PR #6653, opened 2022-06-09
Corrected operators for СДЭК and Почта России

Miroff:
Motivation:

1. In Russian community we're tend to use full official name as an operator tag value. We already have [JOSM preset](https://github.com/ruosm-presets/literan-moscow/blob/b875aa4ba62be96f2ec69db251275a9ce6cbfada/russian_shops.xml#L2760) and discrepancy between ID and JOSM presets causes unintentional edit wars. 

2. СДЭК is a private delivery company that uses franchise business model. Each delivery point of СДЭК is operated by local private company rather then СДЭК himself. Some mappers find useful to map real operating companies in such cases. This practice conflicts with predefined operator tag in ID templates.

@literannn is an author of JOSM preset, who asked to make this PR.


LaoshuBaby:
Hey friends, welcome to NSI and glad to see your first contribution!

> 1. In Russian community we're tend to use full official name as an operator tag value. We already have [JOSM preset](https://github.com/ruosm-presets/literan-moscow/blob/b875aa4ba62be96f2ec69db251275a9ce6cbfada/russian_shops.xml#L2760) and discrepancy between ID and JOSM presets causes unintentional edit wars.

No problem, It's good.

> 2\. СДЭК is a private delivery company that uses franchise business model. Each delivery point of СДЭК is operated by local private company rather then СДЭК himself. Some mappers find useful to map real operating companies in such cases. This practice conflicts with predefined operator tag in ID templates.

I don't think remove `operator` can solve this problem, it will only cause this problem because the entry without a brand/operator/network/flag:name/flag:type will cause program can't understand it. So the CI failed.

图片

If it is not operated directly, it may obey osmwiki's guideline: https://wiki.openstreetmap.org/wiki/Key:operator#How_to_use, so I think we can do this like #6323 or #6324

----

BTW, if possible, you can ensure that whether this `УК "СДЭК"` also the same thing:

图片

bhousel:
> Remove СДЭК according to osmlab#6653 and add to exclude list

Instead of excluding this, it sounds like we could move it to the `data/brands/amenty/post_office.json` file, since it sounds like a private company that uses the franchise model -  consistent brand, various operators (like DHL and UK Post Office).

Miroff:
Thank you!

PR #6131, opened 2022-01-27
Add Yettel

Dimitar5555:
Yettel is going to launch on 01.03.2022 in Hungary, Serbia and Bulgaria. So far it's been branded as Telenor.

PR #6656, opened 2022-06-09
remove mobile phone Yettel after #6131 merged

LaoshuBaby:
After #6131 merged, they are 2 part of Yettel in NSI:

**mobile_phone.json**
 
**telecommunication.json**

According to research from Wikipedia:

* https://en.wikipedia.org/wiki/Yettel_Bulgaria
* https://en.wikipedia.org/wiki/Yettel_Hungary
* https://en.wikipedia.org/wiki/Yettel_Serbia

I guess them are telecommunication office more than mobile phone shops  because they mainly offer mobile/fixed network, even IPTV. So I remove them in mobile_phone.json.

This may need local editor (@Dimitar5555 )'s review to confirm whether this is necessary.

### DIFF
--- a/data/brands/shop/mobile_phone.json
+++ b/data/brands/shop/mobile_phone.json
@@ -1030,39 +1030,6 @@
       }
     },
     {
-      "displayName": "Yettel (Bulgaria)",
-      "id": "yettel-2a48ca",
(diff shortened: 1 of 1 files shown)


Dimitar5555:
Your observation is correct, they are telecommunication office.

PR #6659, opened 2022-06-12
Uppercase name is just an stylization

Crashillo:
Format bank name

### DIFF
--- a/data/brands/amenity/bank.json
+++ b/data/brands/amenity/bank.json
@@ -46,14 +46,14 @@
       }
     },
     {
-      "displayName": "ABANCA",
+      "displayName": "Abanca",
       "id": "abanca-ce59ab",
       "locationSet": {"include": ["es"]},
       "tags": {
         "amenity": "bank",
-        "brand": "ABANCA",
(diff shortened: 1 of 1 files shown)


data/brands/amenity/bank.json
```diff
@@ -46,14 +46,14 @@
...
       "id": "abanca-ce59ab",
       "locationSet": {"include": ["es"]},
       "tags": {
         "amenity": "bank",
-        "brand": "ABANCA",
+        "brand": "Abanca",
         "brand:wikidata": "Q9598744",
-        "name": "ABANCA",
+        "name": "Abanca",
         "official_name": "ABANCA Corporación Bancaria"
```
LaoshuBaby, line 57: Should this official_name also be changed?

LaoshuBaby (approved):

data/brands/amenity/bank.json
Crashillo: According to [its wikipedia](https://en.wikipedia.org/wiki/Abanca), don't. Official name usually comes in uppercase

PR #6668, opened 2022-06-14
Added 10 new schools to data/brands/amenity/school.json

NeroSals:
Added 10 schools from [Oak Park Elementary School District](https://en.wikipedia.org/wiki/Oak_Park_Elementary_School_District)


LaoshuBaby (changes requested):
Hello friend, welcome for your contribution, but I should point that name-suggestion-index don't intent to contain single school, it focus on canonical brand/operator things, it should be scaled, common and sharing some basic information. So I don't think those 10 certain school can be merged.

Wikipedia 

According to wikipedia, "[Oak Park Elementary School District](https://en.wikipedia.org/wiki/Oak_Park_Elementary_School_District)" is a operator, maybe you can add 1 single entry in "operator/amenity/school" catagory, and I haven't found "Oak Park" related entry in https://github.com/osmlab/name-suggestion-index/blob/main/data/operators/amenity/school.json , so you can add it there.

Also don't forget to add a `operator=Oak Park Elementary School District` to those schools in OSM.  o(*￣▽￣*)ブ！

---

BTW, because I'm not live in US so I only ask for changes, not close this PR directly, if you think I've made something wrong, you can let other local maintainer judge φ(゜▽゜*)♪

NeroSals:
Thank you for the feedback, I'll make those changes and resend the pull request.

arch0345 (approved):

PR #6672, opened 2022-06-15
Added 4 new operators to data/operators/amenity/school.json.

NeroSals:
Added [Wilmette Public Schools](https://en.wikipedia.org/wiki/Wilmette_Public_Schools_District_39), [Chicago Heights School](https://en.wikipedia.org/wiki/Chicago_Heights_School_District_170), [Glenview School](https://en.wikipedia.org/wiki/Glenview_School_District_34) and [Waukegan Community Unit School](https://en.wikipedia.org/wiki/Waukegan_Community_Unit_School_District_60).

### DIFF
--- a/data/operators/amenity/school.json
+++ b/data/operators/amenity/school.json
@@ -27955,23 +27955,77 @@
         "operator:short": "ZPS",
         "operator:type": "public"
       }
-    },
-    
+    },    
     {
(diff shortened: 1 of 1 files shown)


arch0345 (approved):
Thanks @NeroSals! We usually only specify the state/area when disambiguating between brands/operators of the same name, for example the Portland Public Schools in Maine and Oregon.

PR #7259, opened 2022-10-23
Add Warsaw public_transport_tickets vending machine operators

docentYT:
[Source](https://wiki.openstreetmap.org/wiki/Pl:Tag:vending%3Dpublic_transport_tickets) (`ZTM Warszawa` header)
This is how all vending machines in the Polish capital are tagged.


data/operators/amenity/vending_machine.json
```diff
@@ -29,6 +29,67 @@
...
+      "locationSet": {"include": ["pl"]},
+      "tags": {
+        "amenity": "vending_machine",
+        "vending": "public_transport_tickets",
+        "operator": "Mera-Serwis SGL",
+        "network": "network=ZTM Warszawa",
+        "network:wikidata": "Q8066998",
+        "network:wikipedia": "pl:Zarząd Transportu Miejskiego w Warszawie",
+        "currency:PLN": "yes",
+        "payment:coins": "yes",
```
LaoshuBaby, line 44: I'm troubled with payment related tag

See https://github.com/osmlab/name-suggestion-index/wiki/Judge-Case

Some times we allow the addition of payment, but more time we reject it. @bhousel 

---
In my opinion, NSI shouldn't be a treasure chest with every kind of detailed tags, those should be added after on ground survey. But if this entry belongs to a public transport, we have enough reason believe that every single machine support same payment.

（> <）！

arch0345 (changes requested):
Please note that we no longer include `:wikipedia` tags in NSI (see https://github.com/osmlab/name-suggestion-index/wiki/Judge-Case#can-we-add-websitephonewikipedia)

data/operators/amenity/vending_machine.json
docentYT: In Warsaw, single-operator vending machines accept the same forms of payment.

data/operators/amenity/vending_machine.json
```diff
@@ -29,6 +29,64 @@
...
       }
+    },
+    {
+      "displayName": "Mera-Serwis SGL (ZTM Warszawa)",
+      "locationSet": {"include": ["pl"]},
+      "tags": {
+        "amenity": "vending_machine",
+        "vending": "public_transport_tickets",
+        "operator": "Mera-Serwis SGL",
+        "network": "network=ZTM Warszawa",
```
bhousel, line 40: This looks like a typo?
```suggestion
        "network": "ZTM Warszawa",
```

docentYT: Yes, thank you!

LaoshuBaby:
Wait, I just found another problem……

@docentYT You add `network:wikidata` for "ZTM Warszawa" in 3 entries, but they are in `data/operator/amenity` tree, so if you want them be suggested, you'd better complete `operator:wikidata` for them.

docentYT:
@LaoshuBaby but `network:wikidata` for ZTM Warszawa is the correct tagging for Warsaw's ticket machines. The company operating the machines is listed as an operator.

LaoshuBaby:
> @LaoshuBaby but `network:wikidata` for ZTM Warszawa is the correct tagging for Warsaw's ticket machines. The company operating the machines is listed as an operator.

I don't means change it or remove it, but add wikidata as operator at the same time. Like this:

```
brand=1
brand:wikidata=Q12345678
network=ZTM Warszawa
network:wikidata=Q87654321
```

Do you think this is accaptable or this way can tag those vending machine correctly?

bhousel:
Yeah these vending machines can be in the `data/operators/amenity/vending_machine.json` file, but they really need the `operator`/`operator:wikidata` tags existing, otherwise nothing will happen.

The `network`/`network:wikidata` tag is fine - when in the operators tree these are ignored (treated like any other random tags).

docentYT:
@LaoshuBaby @bhousel I've just added operator:wikidata.

arch0345 (approved):

PR #7271, opened 2022-10-26
Add french driving_school ECF

bmillemathias:


LaoshuBaby:
You can see #5526, it also a catagory creating PR.
For example, you can move https://github.com/osmlab/name-suggestion-index/blob/b66c59beb7d32aa31a5d137de95f2c4128d360ec/dist/filtered/brands_discard.json#L726-L729
to
https://github.com/osmlab/name-suggestion-index/blob/main/dist/filtered/brands_keep.json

--- --- ---

## Your assignment:
Every line from the data above that contains "tags" must appear in the answer.

## Exercise solution:
       "tags": {
       "tags": {
+      "tags": {
In my opinion, NSI shouldn't be a treasure chest with every kind of detailed tags, those should be added after on ground survey. But if this entry belongs to a public transport, we have enough reason believe that every single machine support same payment.
Please note that we no longer include `:wikipedia` tags in NSI (see https://github.com/osmlab/name-suggestion-index/wiki/Judge-Case#can-we-add-websitephonewikipedia)
+      "tags": {
Yeah these vending machines can be in the `data/operators/amenity/vending_machine.json` file, but they really need the `operator`/`operator:wikidata` tags existing, otherwise nothing will happen.
The `network`/`network:wikidata` tag is fine - when in the operators tree these are ignored (treated like any other random tags).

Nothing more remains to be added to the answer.